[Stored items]

━━━━━━━━━━

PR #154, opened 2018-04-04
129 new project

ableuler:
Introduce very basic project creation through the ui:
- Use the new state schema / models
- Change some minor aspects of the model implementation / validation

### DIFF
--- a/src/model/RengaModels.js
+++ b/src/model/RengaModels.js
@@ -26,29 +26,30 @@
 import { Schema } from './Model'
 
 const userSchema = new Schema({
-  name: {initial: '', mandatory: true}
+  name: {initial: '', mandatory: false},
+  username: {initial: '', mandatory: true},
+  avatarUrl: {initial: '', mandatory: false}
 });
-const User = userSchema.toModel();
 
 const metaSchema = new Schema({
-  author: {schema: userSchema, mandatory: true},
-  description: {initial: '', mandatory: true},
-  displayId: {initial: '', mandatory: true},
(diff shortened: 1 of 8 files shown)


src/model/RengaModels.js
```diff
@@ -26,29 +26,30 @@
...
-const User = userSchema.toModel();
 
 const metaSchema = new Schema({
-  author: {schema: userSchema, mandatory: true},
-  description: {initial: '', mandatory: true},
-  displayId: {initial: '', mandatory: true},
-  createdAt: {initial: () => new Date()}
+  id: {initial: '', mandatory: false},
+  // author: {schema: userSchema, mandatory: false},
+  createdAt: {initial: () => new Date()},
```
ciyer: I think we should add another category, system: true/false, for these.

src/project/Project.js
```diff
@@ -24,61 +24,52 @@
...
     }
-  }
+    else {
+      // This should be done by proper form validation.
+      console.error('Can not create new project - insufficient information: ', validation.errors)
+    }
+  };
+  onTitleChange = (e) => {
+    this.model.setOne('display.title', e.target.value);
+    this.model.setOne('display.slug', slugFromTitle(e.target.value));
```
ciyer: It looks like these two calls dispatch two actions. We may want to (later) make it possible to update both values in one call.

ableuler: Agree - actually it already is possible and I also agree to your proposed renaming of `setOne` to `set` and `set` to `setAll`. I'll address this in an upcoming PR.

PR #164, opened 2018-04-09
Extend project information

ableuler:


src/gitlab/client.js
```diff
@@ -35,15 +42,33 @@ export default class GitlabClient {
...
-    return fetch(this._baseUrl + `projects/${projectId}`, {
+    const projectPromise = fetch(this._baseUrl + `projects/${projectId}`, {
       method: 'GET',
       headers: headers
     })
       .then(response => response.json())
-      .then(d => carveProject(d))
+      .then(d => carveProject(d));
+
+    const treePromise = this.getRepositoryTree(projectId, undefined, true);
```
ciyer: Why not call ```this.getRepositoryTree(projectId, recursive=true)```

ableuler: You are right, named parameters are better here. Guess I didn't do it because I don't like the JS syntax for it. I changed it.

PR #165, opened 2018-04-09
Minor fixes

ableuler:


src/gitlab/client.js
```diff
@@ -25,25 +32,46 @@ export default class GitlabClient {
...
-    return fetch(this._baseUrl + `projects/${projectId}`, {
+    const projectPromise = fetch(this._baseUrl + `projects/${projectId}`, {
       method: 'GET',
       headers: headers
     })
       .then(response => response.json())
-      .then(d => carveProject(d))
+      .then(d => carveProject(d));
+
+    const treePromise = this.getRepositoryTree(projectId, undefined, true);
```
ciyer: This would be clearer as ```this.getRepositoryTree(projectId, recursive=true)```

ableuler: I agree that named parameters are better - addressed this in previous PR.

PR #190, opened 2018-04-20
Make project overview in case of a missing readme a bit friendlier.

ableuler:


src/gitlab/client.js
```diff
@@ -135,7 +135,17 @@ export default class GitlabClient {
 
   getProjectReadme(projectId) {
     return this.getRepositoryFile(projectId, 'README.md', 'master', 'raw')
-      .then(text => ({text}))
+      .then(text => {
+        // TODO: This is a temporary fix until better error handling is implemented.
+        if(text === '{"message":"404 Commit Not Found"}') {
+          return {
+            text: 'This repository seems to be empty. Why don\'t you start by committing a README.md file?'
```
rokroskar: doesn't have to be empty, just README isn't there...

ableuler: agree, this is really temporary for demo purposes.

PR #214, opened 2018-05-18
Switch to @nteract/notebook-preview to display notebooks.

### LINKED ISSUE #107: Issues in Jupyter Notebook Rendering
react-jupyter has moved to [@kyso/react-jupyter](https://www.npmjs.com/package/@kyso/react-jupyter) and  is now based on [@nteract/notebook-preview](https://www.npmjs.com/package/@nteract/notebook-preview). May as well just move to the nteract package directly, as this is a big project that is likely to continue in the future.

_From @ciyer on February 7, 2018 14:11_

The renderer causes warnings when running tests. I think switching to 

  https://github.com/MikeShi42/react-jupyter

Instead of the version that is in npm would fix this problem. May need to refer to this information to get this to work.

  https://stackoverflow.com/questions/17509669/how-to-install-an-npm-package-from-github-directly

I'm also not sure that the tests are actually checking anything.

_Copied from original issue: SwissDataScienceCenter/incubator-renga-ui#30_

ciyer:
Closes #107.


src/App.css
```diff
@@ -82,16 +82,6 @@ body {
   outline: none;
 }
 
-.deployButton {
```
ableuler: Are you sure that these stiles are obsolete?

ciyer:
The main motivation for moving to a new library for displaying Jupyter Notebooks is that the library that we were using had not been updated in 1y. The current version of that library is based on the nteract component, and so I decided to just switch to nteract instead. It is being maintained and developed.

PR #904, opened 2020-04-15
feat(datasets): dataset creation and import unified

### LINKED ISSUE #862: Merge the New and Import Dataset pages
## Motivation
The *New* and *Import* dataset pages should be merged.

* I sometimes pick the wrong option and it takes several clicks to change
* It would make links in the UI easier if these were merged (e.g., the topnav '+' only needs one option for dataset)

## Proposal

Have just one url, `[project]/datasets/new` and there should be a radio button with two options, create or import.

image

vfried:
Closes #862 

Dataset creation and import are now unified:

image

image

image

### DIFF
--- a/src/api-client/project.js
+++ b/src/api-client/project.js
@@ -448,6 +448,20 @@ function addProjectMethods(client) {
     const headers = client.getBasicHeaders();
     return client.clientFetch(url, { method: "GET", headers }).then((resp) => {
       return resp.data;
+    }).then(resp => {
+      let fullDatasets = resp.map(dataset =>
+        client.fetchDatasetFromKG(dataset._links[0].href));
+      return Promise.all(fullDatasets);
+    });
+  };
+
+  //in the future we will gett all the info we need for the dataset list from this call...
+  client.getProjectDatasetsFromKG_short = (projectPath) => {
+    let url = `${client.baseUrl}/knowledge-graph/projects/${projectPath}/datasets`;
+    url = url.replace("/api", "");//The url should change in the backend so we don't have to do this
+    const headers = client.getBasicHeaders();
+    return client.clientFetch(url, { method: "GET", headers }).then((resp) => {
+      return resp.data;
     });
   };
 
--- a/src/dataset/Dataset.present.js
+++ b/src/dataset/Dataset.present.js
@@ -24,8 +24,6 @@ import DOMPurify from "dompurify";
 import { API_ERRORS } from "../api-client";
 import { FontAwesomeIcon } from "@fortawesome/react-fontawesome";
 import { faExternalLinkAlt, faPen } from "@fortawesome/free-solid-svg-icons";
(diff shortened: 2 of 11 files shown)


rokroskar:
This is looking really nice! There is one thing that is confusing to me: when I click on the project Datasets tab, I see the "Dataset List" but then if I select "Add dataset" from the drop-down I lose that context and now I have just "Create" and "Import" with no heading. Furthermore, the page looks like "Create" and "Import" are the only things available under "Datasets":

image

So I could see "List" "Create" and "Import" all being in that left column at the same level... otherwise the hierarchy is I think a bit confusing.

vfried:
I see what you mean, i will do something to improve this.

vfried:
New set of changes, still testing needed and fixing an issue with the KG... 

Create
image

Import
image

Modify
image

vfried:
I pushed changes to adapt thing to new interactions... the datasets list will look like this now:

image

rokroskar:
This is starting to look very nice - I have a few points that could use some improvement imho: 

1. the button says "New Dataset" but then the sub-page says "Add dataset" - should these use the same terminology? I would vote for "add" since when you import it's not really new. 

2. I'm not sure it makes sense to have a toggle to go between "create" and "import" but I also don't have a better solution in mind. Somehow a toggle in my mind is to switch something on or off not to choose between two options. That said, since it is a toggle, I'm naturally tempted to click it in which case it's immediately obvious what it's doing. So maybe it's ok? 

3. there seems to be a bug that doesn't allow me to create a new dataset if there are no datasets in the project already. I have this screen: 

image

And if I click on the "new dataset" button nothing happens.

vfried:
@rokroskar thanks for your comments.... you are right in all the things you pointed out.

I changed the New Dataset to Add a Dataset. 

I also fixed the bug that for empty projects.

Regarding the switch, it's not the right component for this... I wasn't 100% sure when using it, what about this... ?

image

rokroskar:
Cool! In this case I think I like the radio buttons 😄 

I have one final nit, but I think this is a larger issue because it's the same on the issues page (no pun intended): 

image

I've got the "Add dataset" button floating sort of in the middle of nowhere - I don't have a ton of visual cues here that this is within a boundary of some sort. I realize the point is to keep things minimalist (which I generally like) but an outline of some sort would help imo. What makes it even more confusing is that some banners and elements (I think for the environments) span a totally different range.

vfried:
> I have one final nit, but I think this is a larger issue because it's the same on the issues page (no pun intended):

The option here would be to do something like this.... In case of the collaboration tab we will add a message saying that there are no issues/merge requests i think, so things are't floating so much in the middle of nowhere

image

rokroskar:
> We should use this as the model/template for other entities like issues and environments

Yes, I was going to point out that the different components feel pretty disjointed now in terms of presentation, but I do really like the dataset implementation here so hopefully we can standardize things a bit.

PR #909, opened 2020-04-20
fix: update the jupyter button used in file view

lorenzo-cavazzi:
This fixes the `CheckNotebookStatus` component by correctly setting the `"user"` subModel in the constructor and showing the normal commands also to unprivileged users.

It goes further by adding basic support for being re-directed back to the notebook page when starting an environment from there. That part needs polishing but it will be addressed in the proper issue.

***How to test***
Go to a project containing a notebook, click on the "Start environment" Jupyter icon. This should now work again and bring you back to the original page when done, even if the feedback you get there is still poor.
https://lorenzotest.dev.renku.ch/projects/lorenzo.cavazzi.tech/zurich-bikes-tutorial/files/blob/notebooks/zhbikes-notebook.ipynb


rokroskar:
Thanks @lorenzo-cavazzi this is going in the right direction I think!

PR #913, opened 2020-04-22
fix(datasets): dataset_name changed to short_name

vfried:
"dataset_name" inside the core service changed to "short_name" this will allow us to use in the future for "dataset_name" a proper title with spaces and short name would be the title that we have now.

━━━━━━━━━━

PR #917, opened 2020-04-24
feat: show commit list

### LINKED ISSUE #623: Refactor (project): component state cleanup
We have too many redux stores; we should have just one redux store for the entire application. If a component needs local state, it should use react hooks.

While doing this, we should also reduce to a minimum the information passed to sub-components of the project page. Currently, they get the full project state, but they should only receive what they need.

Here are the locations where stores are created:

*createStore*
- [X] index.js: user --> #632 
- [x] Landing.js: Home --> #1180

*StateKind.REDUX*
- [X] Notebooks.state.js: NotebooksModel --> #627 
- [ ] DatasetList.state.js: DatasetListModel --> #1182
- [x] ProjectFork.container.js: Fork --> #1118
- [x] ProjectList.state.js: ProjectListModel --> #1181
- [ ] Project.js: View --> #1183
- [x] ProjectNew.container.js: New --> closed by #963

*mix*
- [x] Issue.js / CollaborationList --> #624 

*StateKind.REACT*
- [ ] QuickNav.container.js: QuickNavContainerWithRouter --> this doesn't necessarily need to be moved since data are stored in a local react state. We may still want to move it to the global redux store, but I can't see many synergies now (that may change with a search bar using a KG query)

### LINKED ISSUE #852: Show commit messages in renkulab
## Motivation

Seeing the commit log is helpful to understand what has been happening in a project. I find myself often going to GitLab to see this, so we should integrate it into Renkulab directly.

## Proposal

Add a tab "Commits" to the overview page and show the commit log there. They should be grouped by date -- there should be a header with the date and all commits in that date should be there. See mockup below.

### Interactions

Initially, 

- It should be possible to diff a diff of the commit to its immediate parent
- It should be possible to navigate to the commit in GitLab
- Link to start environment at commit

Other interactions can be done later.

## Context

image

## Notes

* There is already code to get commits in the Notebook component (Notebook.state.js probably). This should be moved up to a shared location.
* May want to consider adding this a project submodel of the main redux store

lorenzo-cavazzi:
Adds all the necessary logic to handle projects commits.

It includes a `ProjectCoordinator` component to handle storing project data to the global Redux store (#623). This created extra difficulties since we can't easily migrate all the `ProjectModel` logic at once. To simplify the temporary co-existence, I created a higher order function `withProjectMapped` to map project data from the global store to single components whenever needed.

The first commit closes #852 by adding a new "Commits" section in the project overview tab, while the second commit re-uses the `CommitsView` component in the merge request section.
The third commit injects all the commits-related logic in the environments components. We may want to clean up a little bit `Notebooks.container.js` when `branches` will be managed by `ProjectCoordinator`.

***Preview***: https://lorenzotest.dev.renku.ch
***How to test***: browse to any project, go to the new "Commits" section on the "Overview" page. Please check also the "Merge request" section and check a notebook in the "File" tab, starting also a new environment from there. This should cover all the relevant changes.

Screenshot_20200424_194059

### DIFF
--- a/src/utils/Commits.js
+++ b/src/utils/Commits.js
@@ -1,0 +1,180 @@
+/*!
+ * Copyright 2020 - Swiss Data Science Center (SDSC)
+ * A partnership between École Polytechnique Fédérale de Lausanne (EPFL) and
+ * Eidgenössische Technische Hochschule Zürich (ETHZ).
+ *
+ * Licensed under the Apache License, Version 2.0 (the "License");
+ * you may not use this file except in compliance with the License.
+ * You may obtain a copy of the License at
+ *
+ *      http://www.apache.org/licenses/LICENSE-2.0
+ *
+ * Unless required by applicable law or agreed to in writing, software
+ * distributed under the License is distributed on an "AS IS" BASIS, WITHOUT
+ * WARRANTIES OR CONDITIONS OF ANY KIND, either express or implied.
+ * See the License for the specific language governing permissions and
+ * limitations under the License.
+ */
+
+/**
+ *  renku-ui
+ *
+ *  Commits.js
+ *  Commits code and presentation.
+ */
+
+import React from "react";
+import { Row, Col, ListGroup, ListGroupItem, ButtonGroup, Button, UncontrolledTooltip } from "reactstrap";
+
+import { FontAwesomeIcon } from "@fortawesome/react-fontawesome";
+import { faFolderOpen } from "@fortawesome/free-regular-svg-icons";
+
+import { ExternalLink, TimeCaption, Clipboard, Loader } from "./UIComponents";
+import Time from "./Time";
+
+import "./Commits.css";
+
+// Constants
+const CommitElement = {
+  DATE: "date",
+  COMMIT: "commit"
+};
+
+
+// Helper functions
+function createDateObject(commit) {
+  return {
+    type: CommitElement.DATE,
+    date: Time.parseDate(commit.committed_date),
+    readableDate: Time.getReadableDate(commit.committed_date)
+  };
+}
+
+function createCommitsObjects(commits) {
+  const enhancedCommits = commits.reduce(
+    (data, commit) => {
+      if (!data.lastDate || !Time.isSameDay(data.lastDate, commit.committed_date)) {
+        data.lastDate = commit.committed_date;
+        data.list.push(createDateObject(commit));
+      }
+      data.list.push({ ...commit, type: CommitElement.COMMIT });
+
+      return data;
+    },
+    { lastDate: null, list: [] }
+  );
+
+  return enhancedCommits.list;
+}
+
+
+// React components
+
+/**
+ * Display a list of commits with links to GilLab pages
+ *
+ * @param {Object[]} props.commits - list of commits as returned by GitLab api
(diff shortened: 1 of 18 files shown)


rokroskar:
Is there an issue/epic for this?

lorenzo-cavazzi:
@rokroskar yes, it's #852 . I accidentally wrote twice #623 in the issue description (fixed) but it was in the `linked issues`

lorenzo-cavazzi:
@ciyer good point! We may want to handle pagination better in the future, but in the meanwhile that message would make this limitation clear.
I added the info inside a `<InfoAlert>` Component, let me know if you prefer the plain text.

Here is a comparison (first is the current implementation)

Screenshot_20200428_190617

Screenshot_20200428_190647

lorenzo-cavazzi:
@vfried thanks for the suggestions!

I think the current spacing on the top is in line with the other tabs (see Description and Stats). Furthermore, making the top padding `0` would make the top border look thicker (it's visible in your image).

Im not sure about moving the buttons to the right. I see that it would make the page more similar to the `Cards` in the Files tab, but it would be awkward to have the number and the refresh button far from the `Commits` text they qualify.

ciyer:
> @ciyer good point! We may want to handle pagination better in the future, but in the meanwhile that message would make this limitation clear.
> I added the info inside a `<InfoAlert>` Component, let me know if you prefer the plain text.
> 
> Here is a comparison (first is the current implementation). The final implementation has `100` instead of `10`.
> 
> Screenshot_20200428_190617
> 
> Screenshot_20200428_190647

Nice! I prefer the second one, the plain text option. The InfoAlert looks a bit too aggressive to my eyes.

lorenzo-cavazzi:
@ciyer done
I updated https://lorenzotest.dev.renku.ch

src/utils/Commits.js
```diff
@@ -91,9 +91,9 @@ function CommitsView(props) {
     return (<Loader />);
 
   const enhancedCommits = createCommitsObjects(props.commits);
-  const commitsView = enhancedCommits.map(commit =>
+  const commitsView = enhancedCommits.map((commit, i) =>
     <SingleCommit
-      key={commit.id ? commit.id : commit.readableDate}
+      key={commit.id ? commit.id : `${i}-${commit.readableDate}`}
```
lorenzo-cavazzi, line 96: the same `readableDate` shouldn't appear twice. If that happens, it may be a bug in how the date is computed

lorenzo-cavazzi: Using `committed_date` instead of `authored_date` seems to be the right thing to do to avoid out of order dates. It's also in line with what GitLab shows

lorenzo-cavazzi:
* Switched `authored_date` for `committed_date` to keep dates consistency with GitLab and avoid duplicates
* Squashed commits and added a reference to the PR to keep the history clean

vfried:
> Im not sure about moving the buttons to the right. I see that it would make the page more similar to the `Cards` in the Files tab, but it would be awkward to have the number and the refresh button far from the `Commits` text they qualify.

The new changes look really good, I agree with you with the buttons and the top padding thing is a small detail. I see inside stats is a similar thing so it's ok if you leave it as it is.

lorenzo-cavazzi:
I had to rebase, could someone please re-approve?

━━━━━━━━━━

## BRIEF
Would you copy each line of the records that contains "export"?

## RESPONSE BOX
@@ -35,15 +42,33 @@ export default class GitlabClient {
@@ -25,25 +32,46 @@ export default class GitlabClient {
@@ -135,7 +135,17 @@ export default class GitlabClient {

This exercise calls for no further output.